Moore v. General Acc. Fire & Life Assur. Corp.

Decision Date16 May 1917
Docket Number487.
Citation92 S.E. 362,173 N.C. 532
PartiesMOORE v. GENERAL ACCIDENT, FIRE & LIFE ASSUR. CORP., LIMITED.
CourtNorth Carolina Supreme Court

Appeal from Superior Court, Iredell County; Carter, Judge.

Action by Maggie Moore against the General Accident, Fire & Life Assurance Corporation, Limited. Judgment for plaintiff, and defendant appeals. Affirmed.

A denial of liability by insurance company was a waiver of the clause in the policy forbidding the bringing of any suit until three months after the filing of proofs.

The action was brought to recover the amount alleged by the plaintiff, the beneficiary, to be due upon a life and accident insurance policy issued to her husband, Dr. Nicholas Gibbon Moore, on June 24, 1910. The policy insured against a total and partial loss from accidents producing injuries and disabling the insured from pursuing his ordinary business and it also provided for the payment of $1,000, if the accidental injuries caused his death, to be paid to the plaintiff, and further for an additional sum of 10 per cent of the amount due under the policy if the premiums have been paid in advance monthly or annually during a period of 12 months. The policy recites the payment of the original or first premium, and provides for the payment of the following losses or indemnities:

"Total Accident Disability.

A. At the rate of one hundred dollars per month, for a period not exceeding twenty-four consecutive months, against total loss of time resulting directly and independently of all other causes from bodily injuries effected through external violent or accidental means, and which wholly and continuously from date of accident disable and prevent the assured from performing every duty pertaining to any business or occupation.

Partial Disability.

B. Or if such injuries shall wholly and continuously, from date of accident, disable and prevent the assured from performing one or more important daily duties pertaining to his occupation.

Specific Total Losses.

C. Or if any one of the following specific total losses shall result solely from the injuries described in paragraph A within ninety days from date of accident, the company will pay in lieu of any other indemnity, for loss of life--one thousand dollars (the principal sum of this policy)."

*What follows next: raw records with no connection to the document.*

PR #411, opened 2025-09-01
Implement requestMetadata Within C++ FP Apps

### LINKED ISSUE #406: Implement requestMetadata within C++ FP applications
Implement base method for requestMetadata.  Pass in the same IpcMessage that was passed into the requestConfiguration method (consider also a version for the status request messages).
Call the method for each plugin within the control class.
Ensure the existing API remains unchanged so that all plugins (odin-data and external detector) compile and run without any required changes other than a rebuild.

Ohisemega:
Add a requestStatusMetadata method  to the base FrameProcessorPlugin class. Add a requestMetadata method  to the base FrameProcessorPlugin class. Call requestStatusMetadata in the provideStatus method of FrameProcessorController for all plugins. Call requestMetadata in requestConfiguration method of FrameProcessorController for all plugins.

Fixes #406

### DIFF
--- a/cpp/frameProcessor/include/FrameProcessorController.h
+++ b/cpp/frameProcessor/include/FrameProcessorController.h
@@ -41,10 +41,10 @@ public:
   virtual ~FrameProcessorController();
   void handleCtrlChannel();
   void handleMetaRxChannel();
-  void provideStatus(OdinData::IpcMessage& config, OdinData::IpcMessage& reply);
+  void provideStatus(OdinData::IpcMessage& reply, bool metadata);
   void provideVersion(OdinData::IpcMessage& reply);
   void configure(OdinData::IpcMessage& config, OdinData::IpcMessage& reply);
-  void requestConfiguration(OdinData::IpcMessage& config, OdinData::IpcMessage& reply);
+  void requestConfiguration(OdinData::IpcMessage& reply, bool metadata);
   void execute(OdinData::IpcMessage& config, OdinData::IpcMessage& reply);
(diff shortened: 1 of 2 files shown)


cpp/frameProcessor/include/FrameProcessorPlugin.h
```diff
@@ -45,6 +45,8 @@ class FrameProcessorPlugin : public IFrameCallback, public OdinData::IVersionedO
   std::vector<std::string> get_warnings();
   virtual void configure(OdinData::IpcMessage& config, OdinData::IpcMessage& reply);
   virtual void requestConfiguration(OdinData::IpcMessage& reply);
+  virtual void requestMetadata(OdinData::IpcMessage& reply);
```
GDYendell, line 48:
```suggestion
  virtual void requestConfigurationMetadata(OdinData::IpcMessage& reply);
```

ajgdls:
Sorry @GDYendell I don't think the conversation was entirely matched to what you just stated?

Ohisemega:
Hi @GDYendell ,
I wanted to clarify a detail on the new approach. The **_FrameProcessorController_** currently has the methods: `void provideStatus(IpcMessage&) `and `void requestConfiguration(IpcMessage&)`. With the new approach, my understanding is that there will be two new **_FrameProcessorController_** methods, possibly named:  `void requestConfigurationMetadata(IpcMessage&)` and  `void requestStatusMetadata(IpcMessage&)` to call the respective _**FrameProcessorPlugin**_ (parent class and non-virtual) method for requesting configuration and status metadata, respectively.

The premiums were paid to July 1, 1915, and the accident, which caused the insured's death, occurred on July 1 or 2, 1915, and resulted from his falling from a scaffold while trimming a hedge. The premium due July 1, 1915, was paid on July 3, 1915, and the renewal receipt issued July 7, 1915. The other material facts will be stated in the opinion.

The defendant resisted a recovery on the following grounds:

"(1) That the policy sued on had lapsed according to its terms for nonpayment of premium at the time the injury of which it is contended the assured died was inflicted.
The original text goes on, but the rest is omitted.